• **Task goal**
For each line of the listing that includes the word "would", show the whole line.

---*---

PR #579, opened 2015-06-02
CLI improvements

waylan:
* Added short options (`-a`) to most options.
* Added a `--quiet` option which silences INFO and WARNINGS.
* Made `--quiet` and `--verbose` common options to all subcommands (yet only defined once). For backward compat, they also work on the `mkdocs` parent command - although perhaps they should be removed from there. If you agree, let me know and I'll add that change to the PR.

### DIFF
--- a/docs/about/release-notes.md
+++ b/docs/about/release-notes.md
@@ -15,6 +15,8 @@ You can determine your currently installed version using `mkdocs --version`:
 
 ## Version 0.14.0 (2015-??-??)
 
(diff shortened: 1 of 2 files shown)


d0ugal:
Looks good to me. There is a minor flake8 nit and can you add to the release notes. I created an entry for 0.14 in master.

waylan:
@d0ugal I've made the requested changes and this should be ready to go.

d0ugal:
Thanks!

Issue #583, opened 2015-06-02
Either don't use six or support an older version (like 1.4)


d0ugal:
This is causing quite a few users problems, particularly on OSX.

See #576, #590 and [a mailing list post](https://groups.google.com/forum/#!topic/mkdocs/6IXq0PWVt6I). There are possible workarounds for this in the issues and email thread.

samhatfield:
For what it's worth, I'm working on Linux Mint and I also had some issues. My system was using the six stored in `/usr/lib/python2.7/dist-packages`, which was about 1.5, even if a newer one was installed to `/usr/local/lib/python2.7/dist-packages` via pip. Eventually I had to rename the six files in the first directory to force it to use pip's version.

d0ugal:
@samhatfield Thanks, we are trying to resolve this ASAP in #585. I'll probably roll a new release shortly after as this is causing issues for lots of people. I had no idea six was treated specially by different OSes.

d0ugal:
This is now fixed in master, I'll be working on releasing very soon.

PR #585, opened 2015-06-03
Removed six dependency.

waylan:
See #583

Locally, on Python 2 I'm getting two test failures (both exhibit same issue) with relative urls that I don't understand. I can't see how the changes I made would effect this. The weird thing is the tests pass in Python 3. If anyone has any suggestions, I'm happy to fix it.

Otherwise, everything should be good to go.

As I suspected, the parts of six that MkDocs was using was very minimal. Mostly `string_types` and one instance of `text_type` -- both of which are easy enough to replicate in `utils.py`. The rest is just a few different import paths, which is easy to deal with. I think six is way too much overhead/bloat for the amount of use MkDocs gets from it.

### DIFF
--- a/docs/about/release-notes.md
+++ b/docs/about/release-notes.md
@@ -15,6 +15,7 @@ You can determine your currently installed version using `mkdocs --version`:
 
 ## Version 0.14.0 (2015-??-??)
 
+* Remove dependancy on the six library. (#583)
 * Add `--quiet` and `--verbose` options to all subcommands.
 * Add short options (`-a`) to most command line options.
 
--- a/mkdocs/build.py
+++ b/mkdocs/build.py
@@ -1,5 +1,6 @@
 # coding: utf-8
 
+from __future__ import unicode_literals
 from datetime import datetime
 import io
 import logging
@@ -8,7 +9,6 @@ import os
 from jinja2.exceptions import TemplateNotFound
 import jinja2
 import json
-import six
 
 from mkdocs import nav, search, utils
 from mkdocs.relative_path_ext import RelativePathExtension
@@ -109,7 +109,7 @@ def get_page_context(page, content, toc, meta, config):
         base = config['site_url']
         if not base.endswith('/'):
             base += '/'
-        canonical_url = six.moves.urllib.parse.urljoin(
+        canonical_url = utils.urljoin(
             base, page.abs_url.lstrip('/'))
     else:
         canonical_url = None
--- a/mkdocs/cli.py
+++ b/mkdocs/cli.py
@@ -1,6 +1,7 @@
 #!/usr/bin/env python
 # coding: utf-8
 
+from __future__ import unicode_literals
 import logging
 import click
 
--- a/mkdocs/config/base.py
+++ b/mkdocs/config/base.py
@@ -1,10 +1,10 @@
+from __future__ import unicode_literals
 import logging
 import os
-
-import six
 import yaml
 
 from mkdocs import exceptions
+from mkdocs import utils
 
 
 log = logging.getLogger('mkdocs.config')
@@ -14,7 +14,7 @@ class ValidationError(Exception):
     """Raised during the validation process of the config on errors."""
 
 
-class Config(six.moves.UserDict):
+class Config(utils.UserDict):
     """
     MkDocs Configuration dict
 
@@ -106,7 +106,7 @@ def _open_config_file(config_file):
     log.debug("Loading configuration file: %s", config_file)
 
     # If it is a string, we can assume it is a path and attempt to open it.
-    if isinstance(config_file, six.string_types):
+    if isinstance(config_file, utils.string_types):
         if os.path.exists(config_file):
             config_file = open(config_file, 'rb')
         else:
--- a/mkdocs/config/config_options.py
+++ b/mkdocs/config/config_options.py
@@ -1,6 +1,5 @@
+from __future__ import unicode_literals
 import os
-
-import six
 
 from mkdocs import utils, legacy
 from mkdocs.config.base import Config, ValidationError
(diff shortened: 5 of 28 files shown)


facelessuser:
Something is definitely wrong, but I can't see what broke it.  If I get some time later, I will try pulling it down and seeing if I can figure it out.

facelessuser:
It appears to be related to `# from __future__ import unicode_literals`. I removed it from some key files, and the error went away.

Personally, I am all for `unicode_literals`, and I think they should be enforced throughout the project.  Mkdocs should consistently work in unicode everywhere.  I just think there must be some areas that aren't yet handling unicode properly.

Also it looks like you left a `six` in `build_tests.py`.  That should get cleared up with a common reference for `zip`.

d0ugal:
I'd hazard a guess that the issue is here: https://github.com/mkdocs/mkdocs/blob/0.13.3/mkdocs/utils.py#L184-L259

I somewhat confirmed that by removing the uncode_literals import from `utils.py` and `tests/build_tests.py` and then the tests pass. Some of that code is really hairy and I can't say that I fully understand it!

Given that it works on 3, could it be that the 2.X stdlib doesn't play well with unicode? We already hack around a Python 2.6 bug here.

facelessuser:
> I somewhat confirmed that by removing the uncode_literals import from utils.py and tests/build_tests.py and then the tests pass. Some of that code is really hairy and I can't say that I fully understand it!

Yeah those were the two places I disabled it as well.

> Given that it works on 3, could it be that the 2.X stdlib doesn't play well with unicode? We already hack around a Python 2.6 bug here.

Something isn't playing nice with unicode, but I haven't had enough time yet to analyze exactly what.   It is much easier starting a project from the beginning with proper unicode support than it is sometimes to retroactively enable it as you will catch the bug a lot earlier in the former scenario.  Many libraries these days force unicode internally to avoid py2X and py3X issues.  I have no doubt we can get mkdocs using unicode internally without issues, but we are just going to have to decode some its black magic first to understand why it is currently broken before we can fix it.  I think once I can pinpoint *exactly* why it fails, a fix will be straight forward.

d0ugal:
Yeah, I agree - unfortunately MkDocs had Python 3 and unicode both retroactively added and it has left a few areas needing love. We are slowly getting there. I'll try and find some time to look at this soon if somebody else doesn't beat me too it. I have a lot going on at the moment tho'

facelessuser:
No worries, I plan on digging more into the issue over the coming days anyways.  Last night I was content with just classifying the problem; didn't really feel up to digging into it deep last night.

facelessuser:
As I was feeling more clear this morning, I think I found the issue.  What wasn't obvious last night, is now painfully obvious:

```python
    if (nav.file_context.current_file.endswith("/index.md") is False and
            nav.url_context.base_path is not '/' and
            relative_url.startswith("./")):
        relative_url = ".%s" % relative_url
```

Should be


```python
    if (nav.file_context.current_file.endswith("/index.md") is False and
            nav.url_context.base_path != '/' and
            relative_url.startswith("./")):
        relative_url = ".%s" % relative_url
```

d0ugal:
Aha! Good spot. Took me two reads to see what changed :)

facelessuser:
I know, right? But when you see it, it is oh so clear :).

d0ugal:
Looks like this change will be good after that is updated. Given the six requirement has caused so many problems already, I want to release a fix. Should I roll 0.14 which would be a very small release? Do this as a 0.13.4 bug fix release?

I'm most tempted by a 0.14 release as removing requirements seems bigger than a 0.13.4 and it is also easiest probably.

waylan:
Good catch @facelessuser . Interestingly, I suspect that another way to solve the same issue would be to force pyyaml to return the config in all Unicode. But the `is not` => `!=` change should definitely still happen. The all Unicode config should happen also as a step toward all-unicode internally--but I see that as a separate issue from removing six so I didn't address it here.

Also, thanks for pointing out the `six` reference in `build_tests.py`. My not-so-good grep skills missed that one. I'm curious why that didn't show up as a failure in the tests as six is no longer listed as a dependency. Maybe Travis includes that as a standard lib? I know I forgot to remove it when testing locally (I should have forced tox to rebuild the envs from scratch).

I won't have any time to work on this for a few days. But if anyone else wants to take a crack at it, feel free.

facelessuser:
I'll take care of the Unicode YAML stuff in a separate commit later today.

d0ugal:
> Maybe Travis includes that as a standard lib?

That is an interesting question. Since Tox creates virtualenvs on Travis some black magic must be happening to make it get there. I believe virtualenv copies the system Python, so it is probably included in the distro.

waylan:
I just pushed what should be a fix for this (and updated the release notes). I'm not able to run any tests locally from where I am, so we'll have to wait for the CI builds to run to confirm it's fixed.

d0ugal:
Thanks @waylan I can probably do a minor update if needed.

waylan:
Hmm, the Travis docs don't list six as a [pre-installed package][1]. Not sure whats going on there. In any even, it looks like all tests are passing now.

[1]: http://docs.travis-ci.com/user/languages/python/#Pre-installed-packages

facelessuser:
I'll wait until this is merged before I provide the YAML unicode update.  For my unittest, I will need to check for a unicode type, and I'll have to rebase if I don't pick up this change.  Looks like it will drop in clean though.

d0ugal:
Thanks @waylan and @facelessuser!

d0ugal:
@facelessuser Do you think you'll get to the YAML change soon? I'm planing to release an early 0.14.0 but I can wait for the unicode change too.

facelessuser:
Yes, I will put it together today.

d0ugal:
Fantastic, thanks - no pressure tho' :)

facelessuser:
Pull has been made, it took me a bit longer as my windows system (even without my changes) was having problems accessing config files because they weren't being closed; so I had to debug that a bit.  But everything should be working well now. The pull is #592.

---*---

• **Task result**
Locally, on Python 2 I'm getting two test failures (both exhibit same issue) with relative urls that I don't understand. I can't see how the changes I made would effect this. The weird thing is the tests pass in Python 3. If anyone has any suggestions, I'm happy to fix it.
Looks like this change will be good after that is updated. Given the six requirement has caused so many problems already, I want to release a fix. Should I roll 0.14 which would be a very small release? Do this as a 0.13.4 bug fix release?
Good catch @facelessuser . Interestingly, I suspect that another way to solve the same issue would be to force pyyaml to return the config in all Unicode. But the `is not` => `!=` change should definitely still happen. The all Unicode config should happen also as a step toward all-unicode internally--but I see that as a separate issue from removing six so I didn't address it here.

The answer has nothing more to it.